Department of Statistics and Public Health Sciences, Penn State University, 514A Wartik Building, University Park, PA 16802, USA.
Department of Biostatistics and Bioinformatics, Rollins School of Public Health, Center for Comprehensive Informatics, Emory University, 1518 Clifton Rd., N.E., Atlanta, GA 30322, USA.
Genes (Basel). 2010 Sep 27;1(2):317-34. doi: 10.3390/genes1020317.

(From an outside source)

PR #5229, opened 2023-08-09
Allow import of patients via the bulk import API

tfidfwastaken:
**Story card:** https://app.shortcut.com/simpledotorg/story/10962/add-ingestion-for-patients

The recent arrival of ultra-high throughput, next generation sequencing (NGS) technologies has revolutionized the genetics and genomics fields by allowing rapid and inexpensive sequencing of billions of bases. The rapid deployment of NGS in a variety of sequencing-based experiments has resulted in fast accumulation of massive amounts of sequencing data. To process this new type of data, a torrent of increasingly sophisticated algorithms and software tools are emerging to help the analysis stage of the NGS applications. In this article, we strive to comprehensively identify the critical challenges that arise from all stages of NGS data analysis and provide an objective overview of what has been achieved in existing works. At the same time, we highlight selected areas that need much further research to improve our current capabilities to delineate the most information possible from NGS data. The article focuses on applications dealing with ChIP-Seq and RNA-Seq.
最近出现的超高通量、新一代测序(NGS)技术通过快速、廉价地测序数十亿个碱基,彻底改变了遗传学和基因组学领域。NGS 在各种基于测序的实验中的快速部署导致了海量测序数据的快速积累。为了处理这种新型数据,涌现出大量越来越复杂的算法和软件工具,以帮助 NGS 应用的分析阶段。在本文中,我们努力全面识别 NGS 数据分析各个阶段出现的关键挑战,并客观概述现有工作中已取得的成果。同时,我们重点介绍了一些需要进一步研究的选定领域,以提高我们从 NGS 数据中尽可能多地提取信息的现有能力。本文侧重于处理 ChIP-Seq 和 RNA-Seq 的应用。